"That I may soon go—where dear another has gone," murmured Amy, folding her thin little hands, and again glancing up at the sky.

May, child as she was, was startled at the words and the look; for the first time it flashed across her mind that her sister must be very ill.

"You must not go—you shall not go—we can't spare you—we can't do without you!" cried May, throwing her arms around her sister, as though to imprison her in their tight, loving embrace.

One thought possessed the mind of the little rustic for all the rest of that day, how could she make Amy well? The child was chidden by her father for being hours absent from the wood-shed, "after some mischief," as he said, when poor May had only been employing her clumsy fingers in stitching up her own pinafore into a pillow-case, and tearing up paper to stuff it, so that Amy's languid head—that head which so often was aching—might have a cushion to rest on.
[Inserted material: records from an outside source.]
PR #896, opened 2022-10-31
Region system

mothbeanie:
## Changes:

This PR adds a map region system. Regions allow the minimap to display only part of a level even if the level has larger bounds (for example, a 5x5 region in a 20x16 level). Regions can also have custom images. If region`id`.png is present in /graphics, then the minimap will display that image when the current region is `id`. The default region is `0`, and in region `0` the map will display minimap.png (instead of region0.png) if it is present, in order to maintain forwards compatibility. There are a maximum of 401 regions, from `0` to `400`.
It adds three commands to manage them:
`setregion(id,x,y,x2,y2)` - sets region `id` from `x,y` to `x2,y2`.
`changeregion(id)` - sets the current region to `id`. If region `id` doesn't exist, then it will act as if you aren't in any region at all.
`removeregion(id)` - removes region `id` from the array.

Here is a demonstration video:

https://github.com/TerryCavanagh/VVVVVV/assets/19874772/64f2c254-51bd-4b19-9cf0-7ba828d46a55

This PR will not break forwards compatibility. Playing a level which uses this system with an older version of the game probably won't even affect their ability to navigate, although they might end up seeing rooms on the minimap that the level creator intended to be outside of the bounds of the displayed map.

It was with great triumph that May carried her pillow to Amy in the evening; to have made it all by herself was a feat, to have invented it was an effort of genius, and the child thought that her cushion must work a wonderful charm on her suffering sister.

"Is it not nice—does it not make you feel so comfy?" asked May, as she placed her somewhat flat and limp paper cushion over the back of the wooden chair upon which Amy was seated.

"It is very nice, very comfy, I shall prize it so dearly, for it is stuffed with love," replied the sick girl, with a faint but pleasant smile.

[CHAPTER II.]

Treasure Found.

ON a bright sunny morning in the beginning of April, Silas Mytton harnessed his donkey to the cart, and led it to the shed, where he and his two younger sons loaded the cart with the bundles of wood on the sale of which their livelihood depended. The air was mild; Amy's chair was dragged by May to the doorway, where the sunbeams came streaming in; and there the little invalid sat watching her father and her brothers, Joe, the elder of the two boys, standing in the cart to receive the bundles that were tossed up to him, and pile the firewood in something like order. It was always with goodwill that the boys helped to load the wood-cart, for on the days when it went to the town, the noise of chopping was silenced, and the axe and knife might lie still on the block in the shed.

"Hard work they've cost us, and little enough they'll bring us!" muttered Mytton, as the last bundle was put on the top of the rest. He gave a blow with his stick to the patient donkey to make it move on, and slowly the wood-cart creaked along the rough road across the common, Silas Mytton walking beside it.